Mr. Nobody: A Novel

Image of Mr. Nobody: A Novel
Author(s): 
Release Date: 
January 7, 2020
Publisher/Imprint: 
Ballantine Books
Pages: 
304
Reviewed by: 

“A clever story with a well-written and worked out plot, a window into the world of neuroscience and a meditation on consciousness and identity, Mr. Nobody is well-researched and meticulously plotted. A suspenseful read.”

“No one becomes a psychiatrist by accident,” muses Dr. Emma Lewis as she speeds in her car, toward her patient, Mr. Nobody. Also known as “Matthew” and “Stephen,” Emma’s charge is a mystery man whose memory has been wiped from his brain by trauma and is the focus of a dizzying array of questions in the psychological thriller by Catherine Stedman.

In this opening scenario, which flashes forward in the plot, the question is posed: Why, then, did Emma become a psychiatrist? The rest of the novel squeezes out the answer to this, one hint at a time.

Racing toward the beach where Mr. Nobody was found months ago, stumbling around with no identity and no memory of his former life, Emma is determined to notice everything so she won’t make the same mistake this time. She wants to stop something awful from happening. What does she want to stop? This and other questions are posed in the first chapter of this novel—questions that provoke curiosity in the reader and lay the groundwork for the unfolding drama in this complex story.

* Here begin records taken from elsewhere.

PR #2679, opened 2019-04-12
[Shared/UWP/Android/iOS/.NET] RichTextBlock updates

### LINKED ISSUE #2670: [RichTextBlock][UWP] Update existing richtextblock implementation to match new specification for 1.2
1.	To address the length concerns, we’re simplifying the payload
a.	Removing the concept of paragraphs, so it’s just a set of inlines
b.	Syntax sugar for auto-converting a text string into a basic TextRun
2.	For the wrap/maxLines
a.	Remove those properties
3.	For the markdown inside runs
a.	Don’t support markdown
4.	For being able to use italics within runs (since no markdown)
a.	Possibly add an “italicize” property to TextRun
5.	For fallback support/extensibility (which markdown doesn’t support)
a.	We’ll add that in 1.3 for text runs (too costly to add now)

Changes…
1.	Removed “paragraphs”. Now it directly goes to “inlines”
2.	Syntax sugar for converting a text string into a basic TextRun object (to reduce payload size when you don’t need any special formatting)
3.	Removed “wrap” and “maxLines” properties
4.	Removed markdown support from TextRun
5.	Added “italicize” (name pending) to TextRun so you can italicize text

RebeccaAnne:
This implements changes to rich text block for the shared model and UWP. This will not be merged until the corresponding iOS and Android changes are ready. This change includes the following updates:

- Remove paragraphs from RichTextBlock  (go straight to inlines)
- Remove maxLines and wrap properties from RichTextBlock 
- Remove markdown support from RichTextBlock 
- Support for specifying an inline directly as a string

This change does not currently include italic and strikethrough support.
Fixes #2670


source/uwp/Renderer/lib/TextHelpers.cpp
```diff
@@ -19,21 +19,36 @@ using namespace ABI::Windows::UI::Xaml::Controls;
...
+        RETURN_IF_FAILED(xamlTextBlock2->put_MaxLines(maxLines));
+    }
+
+    RETURN_IF_FAILED(SetHorizontalAlignment(adaptiveTextBlock, xamlTextBlock));
+
+    ComPtr<IAdaptiveTextBlock> localAdaptiveTextBlock(adaptiveTextBlock);
+    ComPtr<IAdaptiveTextElement> adaptiveTextElement;
+    RETURN_IF_FAILED(localAdaptiveTextBlock.As(&adaptiveTextElement));
+
+    if (adaptiveTextElement)
```
paulcam206: don't COM rules generally state that `S_OK` means out pointer is non-null?

source/uwp/Renderer/lib/TextHelpers.cpp
```diff
@@ -92,6 +107,14 @@ HRESULT SetXamlInlinesWithTextConfig(_In_ IAdaptiveRenderContext* renderContext,
     return S_OK;
 }
 
+HRESULT SetWrapProperties(ABI::Windows::UI::Xaml::Controls::ITextBlock* xamlTextBlock, bool wrap)
```
paulcam206: `_In_`

source/uwp/Renderer/lib/TextHelpers.cpp
```diff
@@ -328,7 +346,17 @@ HRESULT AddSingleTextInline(_In_ IAdaptiveTextElement* adaptiveTextElement,
 {
     ComPtr<ABI::Windows::UI::Xaml::Documents::IRun> run = XamlHelpers::CreateXamlClass<ABI::Windows::UI::Xaml::Documents::IRun>(
         HStringReference(RuntimeClass_Windows_UI_Xaml_Documents_Run));
-    RETURN_IF_FAILED(run->put_Text(string));
+
+    HString language;
+    RETURN_IF_FAILED(adaptiveTextElement->get_Language(language.GetAddressOf()));
+
+    DateTimeParser parser(HStringToUTF8(language.Get()));
+    auto textWithParsedDates = parser.GenerateString(HStringToUTF8(string));
```
paulcam206: nit: could be `const auto`

source/uwp/Renderer/lib/TextHelpers.h
```diff
@@ -43,42 +43,15 @@ HRESULT SetXamlInlinesWithTextConfig(_In_ ABI::AdaptiveNamespace::IAdaptiveRende
...
-    UINT32 maxLines;
-    RETURN_IF_FAILED(adaptiveTextBlock->get_MaxLines(&maxLines));
-    if (maxLines != MAXUINT32)
-    {
-        RETURN_IF_FAILED(SetMaxLines(xamlTextBlock, maxLines));
-    }
+                                     _In_ ABI::Windows::UI::Xaml::Controls::ITextBlock* xamlTextBlock);
 
+template<typename TAdaptiveType, typename TXamlTextBlockType>
+HRESULT SetHorizontalAlignment(TAdaptiveType* adaptiveTextBlock, TXamlTextBlockType* xamlTextBlock)
```
paulcam206: missing SAL

source/uwp/Renderer/lib/TextHelpers.cpp
RebeccaAnne: Yup, that's a remnant of a previous implementation, removed check.

---
In reply to: [276058184](https://github.com/Microsoft/AdaptiveCards/pull/2679#discussion_r276058184) [](ancestors = 276058184)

Beginning with a view of the man himself from the inside as he comes to consciousness on a British beach, the reader is introduced to the experience of amnesia and comes up firmly on the side of the bewildered, lost man. Mr. Nobody, as he is later dubbed by the press— doesn’t remember anything about who he is, where he is or why—only the belief that his memories will return, eventually. The novel unfolds, answering these questions, while piling up more around every corner.

Lead consultant neurophysicist in a busy London hospital, a workaholic with a kind heart, Emma is experienced healing patients who have lost huge swaths of memory. But when the case of Mr. Nobody washes up on a beach, a leader in the field of neuropsychology contacts Dr. Lewis and gives her this career enhancing case. All she has to do is move to the small town she lived in with her family years ago.

Although Emma hesitates, she agrees to the mission and her reputation as a doctor and as a person is soon put on the line. The case becomes a press magnet, and as Dr. Emma begins to test her client and make diagnostic assumptions about his rare condition, she notices that he seems to know her (real, hidden) identity as well as details of her past that she has recently tried to submerge. 

Little by little, details from both lives begin to emerge, creating personal harassment and danger for Emma, while questions continue to pile up about Mr. Nobody, whom Emma now calls Matthew. As Emma dodges the press to shield herself from her past secrets being exposed, as she learns more about Matthew, novelist Stedman answers selective questions she has posed about Emma’s secrets. As Emma jumps from diagnosis to assumption about “Matthew,” his guessed identity and agenda change like a chameleon. And against her better instincts, Emma is drawn to him and begins to care for him as a person and a man.

When at last he reveals himself to her, she is alone with him and in mortal danger. The novel then unfolds like an action thriller, the ending of a movie we’ve seen hundreds of times.

The resolution of Mr. Nobody rests on the best intentions of this doctor to heed the Hippocratic oath: Do no harm. In the last scenes, she has to balance that against her own safety.

A clever story with a well-written and worked out plot, a window into the world of neuroscience and a meditation on consciousness and identity, Mr. Nobody is well-researched and meticulously plotted. A suspenseful read.